TÜRKİYE’NİN ÜÇ HASSASİYETİ

İlki tüm taraflar, terör örgütlerinin Suriye’nin toprak bütünlüğü için tehdit olduğu ve meşru taraf olarak görülemeyeceği gerçeğini kabul etmeli. İkincisi, Türkiye’nin güvenliği için Suriye’nin kuzeyindeki terörist unsurların temizlenmeli. Üçüncüsü de Esed rejimi vicdanları kanattı. Muhaliflerin hassasiyeti göz ardı edilmemeli.
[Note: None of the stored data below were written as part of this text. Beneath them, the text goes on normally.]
PR #2218, opened 2026-07-01
Read only fixes

DanGough:
# Pull Request

## Description

2 fixes:

- When creating a template, module files are marked as read only. When using this read-only module to create a template, that ends up with the user-editable Invoke-AppDeployToolkit.ps1 (and also the PSAppDeployToolkit.Extensions files) being marked as read-only, which causes New-ADTTemplate to throw an error. Read-only attributes are now removed from all *.ps*1 files in the template before the module is copied in.

- Existing code for marking the module files read-only was clobbering existing attributes and setting read-only. Now it preserves other existing attributes.

## Type of change

## Checklist

- [ ] I have commented my code, particularly in hard-to-understand areas

## How Has This Been Tested?

Tested by creating a template then importing that module in a fresh session to create another template - which previously threw an error.
Also verified that other attributes (e.g. hidden/compress/encrypt) are preserved.

### DIFF
--- a/src/PSAppDeployToolkit/Public/New-ADTTemplate.ps1
+++ b/src/PSAppDeployToolkit/Public/New-ADTTemplate.ps1
@@ -590,10 +590,16 @@ function New-ADTTemplate
                 }
                 Export-ADTScriptBlockToFile -ScriptBlock $Script:ADT.ModuleDefaults.Strings.([System.String]::Empty) -LiteralPath "$templatePath\Strings\strings.psd1"
 
-                # Remove any digital signatures from the ps*1 files.
+                # Ensure all editable ps*1 files are not read-only and remove any digital signatures.
                 Get-ChildItem -LiteralPath $templatePath -File -Filter *.ps*1 -Recurse | & {
                     process
                     {
+                        $attributes = [System.IO.File]::GetAttributes($_.FullName)
+                        if (($attributes -band [System.IO.FileAttributes]::ReadOnly) -ne 0)
+                        {
+                            [System.IO.File]::SetAttributes($_.FullName, ($attributes -band (-bnot [System.IO.FileAttributes]::ReadOnly)))
+                        }
+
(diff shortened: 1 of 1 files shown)


mjr4077au (approved):

src/PSAppDeployToolkit/Public/New-ADTTemplate.ps1
```diff
@@ -590,10 +590,16 @@ function New-ADTTemplate
                 }
                 Export-ADTScriptBlockToFile -ScriptBlock $Script:ADT.ModuleDefaults.Strings.([System.String]::Empty) -LiteralPath "$templatePath\Strings\strings.psd1"
 
-                # Remove any digital signatures from the ps*1 files.
+                # Ensure all editable ps*1 files are not read-only and remove any digital signatures.
                 Get-ChildItem -LiteralPath $templatePath -File -Filter *.ps*1 -Recurse | & {
                     process
                     {
+                        $attributes = [System.IO.File]::GetAttributes($_.FullName)
```
michael-hollingsworth, line 597: Is there any particular reason why you did:
```PowerShell
$attributes = [System.IO.File]::GetAttributes($_.FullName)
if (($attributes -band [System.IO.FileAttributes]::ReadOnly) -ne 0)
{
    [System.IO.File]::SetAttributes($_.FullName, ($attributes -band (-bnot [System.IO.FileAttributes]::ReadOnly)))
}
```
instead of:
```PowerShell
if ($_.Attributes -band [System.IO.FileAttributes]::ReadOnly) -ne 0)
{
    $_.Attributes = $_.Attributes -band (-bnot [System.IO.FileAttributes]::ReadOnly)
}
```

DanGough: Nothing other than stupidity/ignorance! The function had `[System.IO.File]::SetAttributes()` previously so I re-used that pattern without realising there was already an Attributes property available.

I can update this later, but also happy for you to do so since you pointed it out.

Bu doğrultuda halkların ortak kaderlerini belirlemek üzere bir araya getirileceği Suriye Ulusal Diyalog Kongresi’ne PYD’nin katılımı Türkiye tarafından kesinlikle reddediliyor.

AFRİN’E OPERASYON

Bununla beraber Türkiye, Kürtlerin bu kongredeki temsilini önemsiyor. Afrin konusunda da müttefiklerden anlayış bekleniyor. Bu doğrultuda Rusya Devlet Başkanı Putin’in G-20 Zirvesi’nde verdiği sözlerin tutulması beklentisine işaret ediliyor. Türkiye, Rusya ile ortak bir operasyonla Afrin’in demografik yapısının korunduğu ve teröristlerin barındırılmadığı bir bölge haline getirilmesini istiyor. Cumhurbaşkanı Erdoğan, Afrin’de son zamanlardaki yerleşmelerle beraber yüzde 55 Arap, yüzde 30-35 Kürt ve kalanı Türkmen nüfusun olduğu bilgisini vermişti. Suriye’de artık savaşın bitmesi ve siyasi çözümün tesisini isteyen Türkiye, bunun da ancak Suriye halklarının özgürce verecekleri kararlardan geçtiğini vurguluyor.